There are two ways to set/read the cross domain cookies:

  1. Creating IFrame on A.com pointing to a page on B.com which creates the cookie and pass that information by creating another IFrame on B.com side pointing to A.com, either using window.name or in location.href.hash
  2. A.com page makes a XHR/JSONP call to B.com web service/page that has the following headers and it also sets up the cookie and returns the value.

AddHeader("p3p", "CP=\"IDC DSP COR ADM DEVi TAIi PSA PSD IVAi IVDi CONi HIS OUR IND CNT\"")

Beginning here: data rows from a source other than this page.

PR #44, opened 2024-09-04
Update SAP Cloud SDK dependency [`5.12.0`]

newtork:
Update Cloud SDK


MatKuhr (approved):

MatKuhr:
We could (should?) also make use of the new unknown enum feature, but we can also add it later in a separate PR ofc.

As we don't have postMessage available across all the browsers, I believe we have to go with one of the cases mentioned above.

My question is which is a better way (cleaner) and why to implement for cross browser. Using any other JS framework is out of scope of this discussion. If there's another better way, please mention here!

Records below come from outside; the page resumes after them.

PR #49, opened 2024-09-04
[Streaming] Fix issues when not using `try-with-resource`

newtork:
Make the streaming API lenient towards `try-with-resources`.

**Before:**
* **with** try-with-resource: HTTP connections are closed in normal cases, response errors, http errors
* **without** try-with-resource: HTTP connections are NOT closed

**After:**
* **with** try-with-resource: HTTP connections are closed in normal cases, response errors, http errors
* **without** try-with-resource: HTTP connections are closed in normal cases, and http errors. Errors in response payload does not lead to closing of HTTP connection.

```diff
- InputStream <> BufferedReader <> Stream
+ InputStream <> BufferedReader <> [HandledIterator] <> Stream
```

The suggested `HandledIterator` understands when `BufferedReader#readLine()` returns `null`, then the underlying `InputStream` shall be closed [left]. Also when the consuming `Stream` is closed or finished iteration [right].

<details><summary>See JavaDoc of <code>String BufferedReader#readLine()</code> to understand <code>null</code> contract.</summary>

image

</details>

<details><summary>See JavaDoc and code of <code>Stream<String> BufferedReader#lines()</code> for comparison.</summary>

image

</details>


CharlesDuboisSAP (changes requested):
You can remove try-with-resources in the controller and readme since it doesn't do anything anymore

e2e-test-app/src/main/java/com/sap/ai/sdk/app/controllers/OpenAiController.java
```diff
@@ -112,8 +112,11 @@ public static ResponseEntity<ResponseBodyEmitter> streamChatCompletion() {
 
     final Runnable consumeStream =
         () -> {
-          stream.forEach(deltaMessage -> send(emitter, deltaMessage));
-          emitter.complete();
+          try (stream) {
```
newtork, line 115: The `Stream<String>` may `throwOnContentFilter`, without recovery. Therefore it is recommended to keep the try-with-resources.

This does not apply for `Stream<OpenAiChatCompletionDelta>` variant.

e2e-test-app/src/main/java/com/sap/ai/sdk/app/controllers/OpenAiController.java
```diff
@@ -69,15 +69,10 @@ public static ResponseEntity<ResponseBodyEmitter> streamChatCompletionDeltas() {
...
-          // try-with-resources ensures the stream is closed
-          try (stream) {
-            stream
-                .peek(totalOutput::addDelta)
-                .forEach(delta -> send(emitter, delta.getDeltaContent()));
-          } finally {
-            send(emitter, "\n\n-----Total Output-----\n\n" + objectToJson(totalOutput));
-            emitter.complete();
-          }
+          stream
```
MatKuhr, line 72: as discussed in slack, let's keep the try with resources because emitter might throw

foundation-models/openai/src/main/java/com/sap/ai/sdk/foundationmodels/openai/StreamConverter.java
```diff
@@ -0,0 +1,108 @@
...
+import org.apache.hc.core5.http.HttpEntity;
+
+@Slf4j
+class StreamConverter {
+
+  /** see {@link BufferedReader#DEFAULT_CHAR_BUFFER_SIZE} */
+  static final int BUFFER_SIZE = 8192;
+
+  @FunctionalInterface
+  private interface ReadHandler<T> {
```
MatKuhr, line 31: do we really need this? Maybe we can use `Consumer<T>` instead?

foundation-models/openai/src/main/java/com/sap/ai/sdk/foundationmodels/openai/StreamConverter.java
```diff
@@ -0,0 +1,108 @@
...
+      if (next == null && !hasNext()) {
+        throw new NoSuchElementException();
+      }
+      return next;
+    }
+  }
+
+  @SuppressWarnings("PMD.CloseResource")
+  @Nonnull
+  static Stream<String> streamLines(@Nullable final HttpEntity entity)
```
MatKuhr, line 85: (minor) I was a bit surprised that `streamLines` still comes here after all the inner class code, maybe move this up?

foundation-models/openai/src/main/java/com/sap/ai/sdk/foundationmodels/openai/StreamConverter.java
```diff
@@ -0,0 +1,108 @@
...
+
+  @RequiredArgsConstructor
+  private static class HandledIterator<T> implements Iterator<T> {
+    private final ReadHandler<T> readHandler;
+    private final CloseHandler stopHandler;
+    private boolean done = false;
+    private T next = null;
+
+    @Override
+    public boolean hasNext() {
```
MatKuhr, line 56: A note somewhere here that states parallel execution is NOT supported (because we don't see a usecase for it) might be useful.

foundation-models/openai/src/main/java/com/sap/ai/sdk/foundationmodels/openai/StreamConverter.java
```diff
@@ -0,0 +1,108 @@
...
+      if (done) {
+        return false;
+      }
+      try {
+        next = readHandler.readEntry();
```
MatKuhr, line 61: I think this is an issue because it makes calling `hasNext()` not idempotent. Calling it multiple times will empty the reader.

With the current implementation it might not be a visible issue, because we control the stream this is wrapped into, and depending how the stream uses `hasNext()` internally it could be fine, but that seems risky.

MatKuhr (commented):
Left some comments. I would consider un-nesting the `HandledIterator` and merge it with the `StreamConverter` into just one class.

foundation-models/openai/src/main/java/com/sap/ai/sdk/foundationmodels/openai/StreamConverter.java
MatKuhr: I tested what happens if one runs: 

```
var i = stream.iterator();
assertThat(i.next()).isEqualTo("THIS");
assertThat(i.hasNext()).isTrue();
assertThat(i.hasNext()).isTrue();
assertThat(i.next()).isEqualTo("IS");
```

on `"THIS\nIS\nA\nTEST\n"` and interestingly it works. It looks like the implementation of `iterator` internally buffers the result of querying the underlying iterator..

foundation-models/openai/src/main/java/com/sap/ai/sdk/foundationmodels/openai/StreamConverter.java
newtork: I was assuming nested class/type definitions in productive code must be at top of class. But I'm fine with reordering, according to visibility.

foundation-models/openai/src/main/java/com/sap/ai/sdk/foundationmodels/openai/StreamConverter.java
newtork: Consumer does not allow for checked exception.

I considered alternatives, e.g. VAVR exception types. But I appreciated the narrow declaration of thrown exceptions, i.e. only `IOException` in our case.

Thank you for your intelligent input in advance! :)

+1  A: 

Take a look at EasyXDM. It's a library which wraps cross-browser quirks and provides an easy-to-use API for communicating in client script between different domains using the best available mechanism for that browser (e.g. postMessage if available, other mechanisms if not).

Caveat: you need to have control over both domains in order to make it work (where "control" means you can place static files on both of them).

Justin Grant
Thanks for your answer. I had tested calling a third party (different domain) java script and which sets up the cookie (on that domain) and same value be returned with a call back function. And that worked well. Only caveat was to have P3P policy on that third party domain.